_Exercise aim:_ Your answer is to be every line of the material that includes the string "wrapper".

── Dataset ──

PR #5700, opened 2024-11-22
Global observation registry

cfredri4:
This change adds a static ObservationRegistry.global similar to the Metrics.globalRegistry. For the same reasons, for use in places where dependency injection is not desired.

### DIFF
--- a/micrometer-observation/src/main/java/io/micrometer/observation/DelegatingObservationRegistry.java
+++ b/micrometer-observation/src/main/java/io/micrometer/observation/DelegatingObservationRegistry.java
@@ -1,0 +1,57 @@
+/*
+ * Copyright 2022 VMware, Inc.
+ *
+ * Licensed under the Apache License, Version 2.0 (the "License");
+ * you may not use this file except in compliance with the License.
+ * You may obtain a copy of the License at
+ *
+ * https://www.apache.org/licenses/LICENSE-2.0
+ *
+ * Unless required by applicable law or agreed to in writing, software
+ * distributed under the License is distributed on an "AS IS" BASIS,
+ * WITHOUT WARRANTIES OR CONDITIONS OF ANY KIND, either express or implied.
+ * See the License for the specific language governing permissions and
+ * limitations under the License.
+ */
+package io.micrometer.observation;
+
+/**
+ * Delegating {@link ObservationRegistry}.
+ *
+ * @author Christian Fredriksson
+ * @since 1.14.2
+ */
+class DelegatingObservationRegistry implements ObservationRegistry {
+
+    private ObservationRegistry delegate = ObservationRegistry.NOOP;
+
+    @Override
+    public Observation getCurrentObservation() {
+        return delegate.getCurrentObservation();
+    }
+
+    @Override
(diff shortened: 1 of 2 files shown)


jonatan-ivanov:
If you ask me, I'm not a big fan of the global `MeterRegistry`. In case of the `ObservationRegistry`, since
- chances are much higher that you will end up with a multiple registries if libraries start using the global instead of letting the user inject one
- it has components that were designed to be injected (`ObservationConvention`)
- it has more config options and easier to misconfigure something

I think we should not do this.
As far as I remember we discussed the possibility of creating a global but we decided not to.

Also, could you please mention examples where dependency injection is not desired?

cfredri4:
All perfectly valid objections.

The main reason for why dependency injection is not always desired is overhead. It is trivial for any application or library to register metrics (just `Metrics.xxx()`), but having to inject an observation registry everywhere observation is desired makes it less trivial. Especially for classes which are not managed by Spring.

My guess was that this had been considered in the past but wanted to raise this in case it was somehow missed. 😅

jonatan-ivanov:
What kind of "overhead" are you referring to? Is it performance, or possibly more code because you need an extra ctor param or setter?

>It is trivial for any application or library to register metrics (just Metrics.xxx()), but having to inject an observation registry everywhere observation is desired makes it less trivial.

It is also easy to make mistakes and get into trouble with configuring things or the classloader. It is also very hard to test.

Please notice that:
- In order to use dependency injection, you don't need a framework (like Spring)
- You only need a ctor parameter (or setter)
- You can always use a global in your code, you "only" need a `public static final` field (and probably a public wrapper class)

I still don't think it is a good idea to open this can of worms up and possibly encourage libraries to instrument themselves using a global registry instead of letting the users injecting one (in the past, users bumped into issues using the global meter registry).

marcingrzejszczak:
I would discourage doing global instances in the library core. User can manually create one in their code.

cfredri4:
@jonatan-ivanov 
> What kind of "overhead" are you referring to? Is it performance, or possibly more code because you need an extra ctor param or setter?

More code. When creating something to be observed, e.g. a JmsTemplate, instead of just providing "simple properties" like a URL we now also have to provide a bean (the registry). And sometimes this means propagating this bean through several layers.

> You can always use a global in your code, you "only" need a public static final field (and probably a public wrapper class)

Yes this is what we're doing now instead. And it seems so is [Reactor Netty](https://github.com/reactor/reactor-netty/blob/main/reactor-netty-core/src/main/java/reactor/netty/Metrics.java#L42).

I will close this. Thanks for the discussion.

cfredri4:
I just noticed that a global registry [already exists](https://github.com/micrometer-metrics/micrometer/blob/main/micrometer-observation/src/main/java/io/micrometer/observation/Observations.java). 🙈

michaldo:
> I just noticed that a global registry [already exists](https://github.com/micrometer-metrics/micrometer/blob/main/micrometer-observation/src/main/java/io/micrometer/observation/Observations.java). 🙈

I repeated exactly same mistake 🤭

───

_Result:_
- You can always use a global in your code, you "only" need a `public static final` field (and probably a public wrapper class)
> You can always use a global in your code, you "only" need a public static final field (and probably a public wrapper class)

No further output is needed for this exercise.